By Dustin Rowles | Box Office Round-Ups | April 10, 2011 |

By Dustin Rowles | Box Office Round-Ups | April 10, 2011 |


It was a crummy weekend at the box office, where four new releases vied to surpass last week’s number one film, Hop, and all went down swinging against jelly-bean turds. Russell Brand couldn’t unseat himself, as the Arthur remake could only muster a $12.6 million opening, less than even tempered studio expectations. It also, in a way, dims Russell Brand’s prospects as a future leading man, as he hasn’t demonstrated that he can carry a film yet. I’m not even sure why anyone thought he could. It used to be that Hollywood would wait until an actor landed a big hit before he or she was asked to carry his or her own movie, but now apparently, an actor’s box-office prospects are based on something as ethereal as Twitter buzz.

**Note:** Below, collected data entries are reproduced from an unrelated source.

PR #1073, opened 2023-03-15
add starting page option

### LINKED ISSUE #1071: Start app pointed to a specific page
### Feature

Every time I open the app, it starts up on the "Home" page (which is the same as https://music.youtube.com ). I get that Google would prefer that I use their Radio stations (which generates ad revenue), but I always want to listen to my own uploaded songs. To do so, I have to click Library (relative URL `/library`), then Uploads (`/library/uploads`), then Songs (`/library/uploaded_songs`), then Shuffle All.

It would be nice to specify a default start page (in my case `/library/uploaded_songs`) that the app would always go to when I open it up.

### Solution

Perhaps add a setting where the user could choose one of the main sections or subsections of the YT Music app to serve as their personalized start location.

- Home (`/`)
- Explore (`/explore`)
  - New releases (`/new_releases`)
  - Charts (`/charts`)
  - Moods & Genres (`/moods_and_genres`)
- Library
  - Main Library tab (`/library`
    - Playlists (`/library/playlists`)
    - Songs (`/library/songs`)
    - Albums (`/library/albums`)
    - Artists (`/library/artists`)
  - Uploads tab (`/library/uploads`)
    - Playlists (`/library/playlists`) (interestingly, this is the same as above)
    - Songs (`/library/uploaded_songs`)
    - Albums (`/library/uploaded_albums`)
    - Artists (`/library/uploaded_artists`)

### Alternatives

- A simple text entry box for the user to put in their preferred start URL (`https://music.youtube.com/library/uploaded_artists`) or relative URL (`library/uploaded_artists`)
- The existing "Continue where you left off" setting starts you off with the same song you were playing before (that's good!). However, it's in a Now Playing queue of all of your songs, not a "Shuffle All" queue.

Araxeus:
This allows choosing a `startingPage` option which is independent of `resumeOnStart`

fix #1071

image

> I considered using a `custom-electron-prompt` select instead, but this just felt more natural looking. i'm open to feedback


menu.js
```diff
@@ -81,6 +82,17 @@ const mainMenuTemplate = (win) => {
 						config.setMenuOption("options.resumeOnStart", item.checked);
 					},
 				},
+				{
+					label: 'Starting page',
+					submenu: Object.keys(startingPages).map((name) => ({
```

See also: Michael Cera and Alex Pettyfer.

England, you can take Brand back home now. We’re all done with him.

Meanwhile, it was something of a surprise that Hanna managed third place with $12.3 million, meager as that is, considering the woeful marketing (I barely had any idea what Hanna was about before Michael Murray’s review, and it was only after reading it that I sought it out). The movie is playing particularly well to African-American and Hispanic audiences (per Deadline) and, honestly, I couldn’t tell you why. But good for Joe Wright and, especially, Saoirse Ronan, who maybe takes some attention away from the other up-and-comer teenage women, Jennifer Lawrence, Chloe Moretz, and Hailee Steinfeld. Given how thin Ronan is, and her obvious ability to whoop some ass, I wonder why she didn’t get more consideration for The Hunger Games?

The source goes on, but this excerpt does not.